Posteriorly, it became known that during this Th2 process, other molecules known as interleukins (IL5, IL4, and IL13), were released into the environment [5]. It has been confirmed that the presence of these interleukins favours respectively the synthesis, maturation, and recruitment of eosinophils; the activation of the Th2 pathway and the blocking of VCAM-1 expression; and finally, the activation of INOs, the enzyme that favours the release of the exhaled fraction of nitric oxide (FENO). The presence of these molecules increases in certain pathological situations and are, therefore, markers of disease (biomarkers). Like IgE, these interleukins, as well as eosinophils, were initially observed in the Th2 pathway, but later, it was noted that after blocking IgE and downregulating the Th2 pathway, they continued to be present. At that time, it was documented that the activation of other cells, such as type 2 innate lymphoid cells (ILC2) and natural killer T cells (NKT cells), also led to an increase in the same ILs as well as eosinophils. It was, therefore, revealed that the production of these ILs might occur as a consequence of the activation of more than one pathway. ILC2 and NKT cells are cells of the so-called innate immune system and respond in the same way regardless of the noxa; thus, there is no “adaptive response” to the type of trigger. Patients with elevated eosinophil levels were defined as those with eosinophilic phenotypes. Since immunological factors are not dichotomous, there is a third group of patients who have biomarkers of both pathways. Patients with elevated biomarkers (allergic and/or eosinophilic phenotype) caused by the activation of Th2 lymphocytes and/or ILC2 were considered as those with T2 inflammation and by exclusion, all other patients with asthma who did not have a T2 phenotype were considered to have non-T2 asthma.

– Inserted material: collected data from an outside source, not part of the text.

PR #3897, opened 2026-08-20
Search: index generated API versions and product landings

reakaleek:
## Why

- Search currently indexes only one API spec version, so previous majors are missing from results. [docs-eng-team#724](https://github.com/elastic/docs-eng-team/issues/724)
- Queries such as "elasticsearch api" should hit the product overview, not a random operation whose title ends with the product name.

## What

- When `assembler-api-explorer` is on, search indexes every discovered spec version plus one product landing per version, and the sitemap includes generated API HTML URLs.
- When the flag is off, OpenAPI search export is skipped and `/docs/api/` stays out of the sitemap.

## Notes

- The old CloudFront elasticsearch/kibana search fallback is removed. Production will have no API search hits until the flag is on ([docs-eng-team#725](https://github.com/elastic/docs-eng-team/issues/725)).
- Tag, type, and catalog pages stay out of search. They remain in the sitemap when the flag is on.
- Landing pages rank above operations (depth 10/30 vs 20/40) so the product overview wins for product-name queries.

### DIFF
--- a/src/Elastic.Markdown/Exporters/Elasticsearch/ElasticsearchMarkdownExporter.Export.cs
+++ b/src/Elastic.Markdown/Exporters/Elasticsearch/ElasticsearchMarkdownExporter.Export.cs
@@ -100,6 +100,8 @@ public partial class ElasticsearchMarkdownExporter
 		doc.Navigation.Depth = navigationItem?.NavigationDepth ?? 20;
 		if (doc.ContentType == "api" && IsVersionedApiPath(doc.Path))
 			doc.Navigation.Depth = 40;
+		if (doc.ContentType == "api" && IsProductLandingPath(doc.Path))
+			doc.Navigation.Depth = IsVersionedApiPath(doc.Path) ? 30 : 10;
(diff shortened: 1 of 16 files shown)


src/Elastic.Markdown/Exporters/Elasticsearch/ElasticsearchMarkdownExporter.Export.cs
```diff
@@ -119,6 +127,32 @@ internal static void CommonEnrichments(DocumentationDocument doc, INavigationIte
 		// OpenApiDocumentExporter actually sets to "api".)
 		doc.ContentTier = doc.ContentType == "api" ? ContentTiers.Reference : ClassifyContentTier(navigationItem, doc.Path);
 
+		static bool IsVersionedApiPath(string path)
```
Mpdreamz, line 130: this is a little ugly, classification wise. If we need more classifications on docs beyond `ContentType` lets add it do `doc` as an enum at creation time.

Mpdreamz (changes requested):

PR #3873, opened 2026-08-14
feat: dropdown: section flavor for navigation_preview.yml top nav

theletterf:
## Summary

- Adds a `dropdown:` key to the `section:` entry shape in `navigation_preview.yml`
- A dropdown section renders a panel of links in the top nav bar, with no tree membership and no active-tab state
- The rendering template (`_SecondaryNav.cshtml`) and JS (`secondary-nav.ts`) required no changes — `TopNavDropdownItem` was already wired up

Demo: https://docs-v3-preview.elastic.dev/elastic/docs-builder/docs/3873

## What changed

**Config layer** (`SiteNavigationFile.cs`):
- New `SiteDropdownLinkRef(Title, Url)` record
- `SiteSectionRef` gains `DropdownLinks` and `IsDropdown`
- `SiteTableOfContentsCollectionYamlConverter` parses `dropdown:` sequences as `{title, url}` items

**Builder** (`SectionTopNavBuilder.cs`):
- `IsDropdown` sections → `TopNavDropdownItem` with a single flat group; each URL gets the site prefix prepended

**`navigation_preview.yml`**: adds a `Products` dropdown between APIs and Reference, with four solution links as a concrete example

**Test**: `SectionTopNavBuilder_BuildsDropdownTab_WhenDropdownLinksPresent` verifies the new path end-to-end

## Test plan

- [x] `dotnet test tests/Navigation.Tests/` — 225 passed, 0 failed
- [x] `dotnet build` — clean for both `Elastic.Documentation.Configuration` and `Elastic.Documentation.Navigation`
- [ ] Preview build with `NAVIGATION_PREVIEW=true` to confirm the Products dropdown renders in the top nav

🤖 Generated with [Claude Code](https://claude.com/claude-code)

PR #3898, opened 2026-08-20
Restyle the docs sidebar and top bar to match Figma

itsalexcm:
## Why

The nav-preview top bar and left TOC still used the old chrome after #3873 landed the section dropdowns. Readers saw a version selector in the right rail, a Products panel that did not match EUI, and a sidebar that did not match the Figma nav.

## What

Applies the Figma sidebar treatment on the existing V1 TOC (single chevron, island overview as a folder, assembler `navigation_title` overrides) without enabling `NAV_V2`. Moves the version selector into the top bar and restyles Products to the same EUI popover chrome, motion, offset, and trailing-icon size as the version control. Drops the empty gap above View as Markdown now that the selector no longer sits in that rail.

Stacked on #3873 (`feature/nav-section-dropdown`). Preview without feature flags: assembler `get-started` on desktop.

https://github.com/user-attachments/assets/d15bd717-d994-41e2-9251-f3eca04d9e43


Mpdreamz (approved):

Mpdreamz (changes requested):
We need to make sure these changes are gated behind `NAVIGATION_PREVIEW`. Working on amending the PR

Mpdreamz (approved):
Gated the visual changes too behind the feature flag.

PR #3907, opened 2026-08-21
Update changelog bundle-amend command to support CDN changelogs

lcawl:
## Summary

Enhance the `--add` and `--remove` options in the `docs-builder changelog bundle-amend` command so they work with files in S3/CDN not just local files.

## Background

`changelog bundle` already treats the CDN as the source of truth for changelog YAML when `bundle.repo` resolves. `--files` accepts CDN paths (or any path reduced to a basename) and does not require those files on disk. That matches how teams are expected to work: upload entries, bundle from the pool, then delete local YAML (`changelog remove`) because bundles are self-contained.

`changelog bundle-amend` never joined that model. `--add` and `--remove` call `File.Exists` and read disk only. There is no CDN fetch and no `--force-local`. The result is a broken post-publish workflow for the common case:

- **Remove an entry from an existing bundle** when the changelog lives only on the CDN (or was already cleaned up locally). Today you must invent a dummy file whose name matches `file.name`. The dummy’s checksum will not match, so you also need `--force`. That is ceremony, not provenance: `--force` already means “match by name.”
- **Add a changelog that exists only on the CDN** (uploaded, never checked out, or private-repo copy that exists in S3 with scrubbed public PR/issue refs). `--add` cannot embed that YAML unless you download it by hand first. `bundle --files` already solves this for new bundles; amend cannot fix a published bundle the same way.

## Implementation details

`changelog bundle-amend` now uses the same CDN vs local sourcing gate as `changelog bundle --files`. The changelog-tool skill is unchanged, and nothing was committed.

**Behavior**

- CDN by default when `bundle.repo` or the parent bundle’s `repo` resolves.
- `--add` / `--remove` match by **file name** (CDN paths like `/changelog/elastic/kibana/main/247279.yaml` work; no local file required).
- `--force-local` (and `bundle.use_local_changelogs`) still reads disk.
- `--force --remove 300.yaml` excludes inferred git-ref entries without a dummy file.
- `CdnChangelogEntryFetcher.FetchNamedAsync` downloads only the requested names.

**docs-actions:** no `bundle-amend` usage; no changes there.

## Generative AI disclosure

- [x] Yes  
- [ ] No  
2. If you answered "Yes" to the previous question, please specify the tool(s) and model(s) used (e.g., Google Gemini, OpenAI ChatGPT-4, etc.).

Tool(s) and model(s) used: Cursor Grok 4.6


Mpdreamz (approved):
Reviewed manually (AI bot review is blocked today by the daily AI-credits guardrail). Verified: builds clean, `dotnet test tests/Elastic.Changelog.Tests` passes (1043/1043), CDN vs local sourcing gate is shared via the new `ChangelogEntrySourcing` helper, and the add/remove/force/force-local paths are covered by new tests including CDN-miss, checksum-mismatch, and force-local isolation cases.

PR #428, opened 2022-10-21
End of Year: refactor data source

leandroalonso:
| 📘 Project: #376 |
|:---:|

Refactor the data source to move data initialization to another entity and also add handling failure in the process:

Most of the changes are merely changes in the code though.

### Stories hasn't changed

4. ✅ Check that the stories are presented correctly (there are no changes)

### Forcing error

We might run into an error when loading stories. This is now handled, first, change `EndOfYearStoriesDataSource.isReady()` to just `return false`. Then:

1. Run the app
4. ✅ Check that you see a "Failed to load stories" error

## Checklist

### DIFF
--- a/podcasts/End of Year/EndOfYearStoriesBuilder.swift
+++ b/podcasts/End of Year/EndOfYearStoriesBuilder.swift
@@ -59,6 +59,11 @@ class EndOfYearStoriesBuilder {
                 stories.append(.topOnePodcast)
             }
 
+            // Top 5 podcasts
+            if topPodcasts.count > 1 {
+                stories.append(.topFivePodcasts)
+            }
+
             continuation.resume(returning: (stories, data))
         }
     }
--- a/podcasts/End of Year/EndOfYearStoriesBuilder.swift
+++ b/podcasts/End of Year/EndOfYearStoriesBuilder.swift
@@ -29,10 +29,19 @@ class EndOfYearStoriesBuilder {
     // Call this method to build the list of stories and the data provider
     func build() async -> ([EndOfYearStory], EndOfYearStoriesData) {
         await withCheckedContinuation { continuation in
+            // Listening time
             if let listeningTime = dataManager.listeningTime(),
                 listeningTime > 0 {
                 stories.append(.listeningTime)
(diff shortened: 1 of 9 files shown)


podcasts/End of Year/EndOfYearStoriesBuilder.swift
```diff
@@ -0,0 +1,92 @@
...
+
+    private var stories: [EndOfYearStory] = []
+
+    private let data = EndOfYearStoriesData()
+
+    init(dataManager: DataManager = DataManager.sharedManager) {
+        self.dataManager = dataManager
+    }
+
+    // Call this method to build the list of stories and the data provider
```
emilylaguna: Nit. 

```suggestion
    /// Call this method to build the list of stories and the data provider
```

podcasts/End of Year/EndOfYearStoriesBuilder.swift
```diff
@@ -0,0 +1,92 @@
...
+                data.topPodcasts = topPodcasts
+                stories.append(.topOnePodcast)
+            }
+
+            // Top 5 podcasts
+            if topPodcasts.count > 1 {
+                stories.append(.topFivePodcasts)
+            }
+
+            if let longestEpisode = dataManager.longestEpisode(),
```
emilylaguna, line 68: Nit: Can you also add a comment above this section like you have on the others?

podcasts/End of Year/Stories/EndOfYearStoriesDataSource.swift
```diff
@@ -2,59 +2,57 @@ import SwiftUI
...
-            self.longestEpisode = DataManager.sharedManager.longestEpisode()
+        if !stories.isEmpty {
+            stories.insert(.intro, at: 0)
+            stories.append(.epilogue)
 
-            continuation.resume(returning: true)
+            return true
+        } else {
+            return false
         }
```
emilylaguna: Nit: We don't really need the else here. 

```suggestion
            return true
        }

        return false
```

emilylaguna (approved):
Tested and works well. Left some nit comments.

More recently, it has been observed that the activation of innate immunity is produced by other molecules, namely TSLP, IL33, and IL25 [5,6]. Without discussing the characteristics of each of these molecules in detail, it was observed that they appear as a result of damage to the bronchial ciliated epithelium, which, in these circumstances, releases these molecules into the environment. Since they represent an alarm signal indicating epithelial damage (epithelial cell disruption, the appearance of intercellular space, loss of cilia, the thickness of basement membrane, and in general, loss of the barrier function of the epithelium), they are called alarmins. These alarmins directly activate the cells of innate immunity. Blocking them with a new anti-TSLP antibody has shown that these alarmins, especially TSLP, exert control over the activity of antigen-presenting cells. Disease control is, therefore, exerted by the bronchial ciliated epithelium, which releases alarmins into the environment when it is damaged. T2 asthma (and perhaps non-T2 asthma) then becomes an epithelium-driven disease. As mentioned above, anti-alarmin mAbs are currently being developed. It should be kept in mind, however, that in immunology, and in the human body in general, there are always regulatory mechanisms that exert functions antagonistic to physiological ones in an attempt to achieve homeostasis. When we administer a mAb, we are modifying the phenotype of the individual, and this causes their body to try to maintain the lost balance by activating other pathways. An example is the activation of the Th2 pathway by allergens, through already-sensitised B cells that express IgE on their surface. Although this allergic pathway is stopped at the level of APCs, the possibility exists that it may be activated by the activation of a lower loop. Figure A1 illustrates these pathways.

In this brief account, we described the evolution of our understanding of bronchial asthma. Owing to the emergence of various drugs with immunoregulatory effects, we have moved from the now-distant concept of the “allergic cascade” to that of epithelial-driven disease. We shall see what the future holds.